__PROBLEM TO SOLVE__: Which lines of the entries hold the string "AiOutlineUnorderedList"? Copy each one.
*** Opening of RECORDS PROVIDED ***
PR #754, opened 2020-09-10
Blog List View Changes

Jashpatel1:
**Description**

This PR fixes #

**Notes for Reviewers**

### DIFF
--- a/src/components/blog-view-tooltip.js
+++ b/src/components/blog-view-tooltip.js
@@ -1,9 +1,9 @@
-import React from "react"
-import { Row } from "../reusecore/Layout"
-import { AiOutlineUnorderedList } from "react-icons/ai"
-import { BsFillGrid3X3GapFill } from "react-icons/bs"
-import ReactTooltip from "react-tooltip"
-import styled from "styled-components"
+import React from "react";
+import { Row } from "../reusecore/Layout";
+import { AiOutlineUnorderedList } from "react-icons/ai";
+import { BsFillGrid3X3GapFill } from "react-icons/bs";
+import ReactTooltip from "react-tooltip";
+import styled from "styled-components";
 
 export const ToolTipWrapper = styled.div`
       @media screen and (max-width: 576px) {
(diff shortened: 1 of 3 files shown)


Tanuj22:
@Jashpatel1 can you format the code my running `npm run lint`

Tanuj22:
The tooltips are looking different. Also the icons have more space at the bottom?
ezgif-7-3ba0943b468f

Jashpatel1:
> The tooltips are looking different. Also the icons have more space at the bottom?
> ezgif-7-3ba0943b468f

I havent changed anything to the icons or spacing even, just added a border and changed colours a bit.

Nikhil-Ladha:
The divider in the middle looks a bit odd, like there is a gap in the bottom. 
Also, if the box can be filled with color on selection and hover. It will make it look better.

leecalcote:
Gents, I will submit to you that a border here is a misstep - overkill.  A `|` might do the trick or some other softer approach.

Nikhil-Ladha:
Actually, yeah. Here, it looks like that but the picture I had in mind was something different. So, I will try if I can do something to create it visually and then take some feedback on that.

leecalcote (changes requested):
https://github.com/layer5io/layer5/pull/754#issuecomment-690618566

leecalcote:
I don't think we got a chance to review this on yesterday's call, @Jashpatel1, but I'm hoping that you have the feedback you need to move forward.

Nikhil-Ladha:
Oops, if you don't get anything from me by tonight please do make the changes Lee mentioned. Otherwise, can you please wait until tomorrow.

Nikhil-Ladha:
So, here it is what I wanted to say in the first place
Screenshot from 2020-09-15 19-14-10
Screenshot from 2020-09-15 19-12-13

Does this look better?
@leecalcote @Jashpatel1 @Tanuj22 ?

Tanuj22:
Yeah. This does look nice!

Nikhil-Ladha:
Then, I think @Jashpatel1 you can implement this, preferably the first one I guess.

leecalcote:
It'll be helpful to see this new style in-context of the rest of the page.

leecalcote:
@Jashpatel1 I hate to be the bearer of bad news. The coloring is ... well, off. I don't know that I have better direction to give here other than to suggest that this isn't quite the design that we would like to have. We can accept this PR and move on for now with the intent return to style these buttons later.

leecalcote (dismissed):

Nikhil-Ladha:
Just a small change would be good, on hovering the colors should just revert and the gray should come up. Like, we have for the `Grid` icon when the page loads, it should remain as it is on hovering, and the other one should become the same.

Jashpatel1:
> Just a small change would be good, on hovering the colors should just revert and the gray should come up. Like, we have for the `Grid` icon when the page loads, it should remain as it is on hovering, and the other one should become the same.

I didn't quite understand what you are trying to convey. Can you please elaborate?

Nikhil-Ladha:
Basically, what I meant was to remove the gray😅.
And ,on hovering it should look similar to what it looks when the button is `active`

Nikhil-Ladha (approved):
*** Close of RECORDS PROVIDED ***
__THE COMPLETED TASK__:
-import { AiOutlineUnorderedList } from "react-icons/ai"
+import { AiOutlineUnorderedList } from "react-icons/ai";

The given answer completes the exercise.